### YOUR TASK
Search the listing below, and show each line that includes the word "rafiki".

::::::::

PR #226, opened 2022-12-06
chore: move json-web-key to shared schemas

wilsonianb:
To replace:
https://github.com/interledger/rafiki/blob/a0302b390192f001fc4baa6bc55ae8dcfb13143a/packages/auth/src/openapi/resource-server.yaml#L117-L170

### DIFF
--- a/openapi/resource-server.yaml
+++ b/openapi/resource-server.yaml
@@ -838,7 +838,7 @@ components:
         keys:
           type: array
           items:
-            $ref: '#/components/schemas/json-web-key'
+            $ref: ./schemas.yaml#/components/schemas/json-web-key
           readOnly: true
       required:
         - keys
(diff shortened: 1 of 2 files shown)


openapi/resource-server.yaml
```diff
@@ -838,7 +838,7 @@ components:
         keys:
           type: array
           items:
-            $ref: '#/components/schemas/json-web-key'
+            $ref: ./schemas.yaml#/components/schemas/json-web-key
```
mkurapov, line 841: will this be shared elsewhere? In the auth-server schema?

::::::::

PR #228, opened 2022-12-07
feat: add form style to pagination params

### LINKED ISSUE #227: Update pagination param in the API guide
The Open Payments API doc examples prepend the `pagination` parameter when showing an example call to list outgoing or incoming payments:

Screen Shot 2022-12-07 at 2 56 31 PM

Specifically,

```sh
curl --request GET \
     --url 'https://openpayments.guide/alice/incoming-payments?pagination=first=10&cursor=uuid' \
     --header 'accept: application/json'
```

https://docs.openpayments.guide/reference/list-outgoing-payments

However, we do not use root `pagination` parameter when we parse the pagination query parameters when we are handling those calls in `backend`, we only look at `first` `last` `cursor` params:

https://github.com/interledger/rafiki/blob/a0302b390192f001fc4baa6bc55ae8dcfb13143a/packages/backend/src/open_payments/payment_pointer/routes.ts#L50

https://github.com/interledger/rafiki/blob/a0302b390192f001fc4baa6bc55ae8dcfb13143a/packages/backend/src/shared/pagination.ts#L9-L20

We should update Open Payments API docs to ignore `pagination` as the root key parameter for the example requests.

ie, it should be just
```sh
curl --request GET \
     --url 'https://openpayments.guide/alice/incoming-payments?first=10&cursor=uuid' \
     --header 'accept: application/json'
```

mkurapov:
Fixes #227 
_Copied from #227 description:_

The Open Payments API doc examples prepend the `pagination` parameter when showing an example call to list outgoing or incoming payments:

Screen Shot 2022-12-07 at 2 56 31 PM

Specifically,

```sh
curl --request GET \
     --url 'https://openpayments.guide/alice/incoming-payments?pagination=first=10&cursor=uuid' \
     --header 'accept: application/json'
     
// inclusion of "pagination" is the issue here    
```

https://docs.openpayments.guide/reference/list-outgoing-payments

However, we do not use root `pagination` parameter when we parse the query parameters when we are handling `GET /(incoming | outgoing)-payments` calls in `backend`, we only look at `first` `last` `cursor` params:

::::::::

### WRITTEN SOLUTION
https://github.com/interledger/rafiki/blob/a0302b390192f001fc4baa6bc55ae8dcfb13143a/packages/auth/src/openapi/resource-server.yaml#L117-L170
https://github.com/interledger/rafiki/blob/a0302b390192f001fc4baa6bc55ae8dcfb13143a/packages/backend/src/open_payments/payment_pointer/routes.ts#L50
https://github.com/interledger/rafiki/blob/a0302b390192f001fc4baa6bc55ae8dcfb13143a/packages/backend/src/shared/pagination.ts#L9-L20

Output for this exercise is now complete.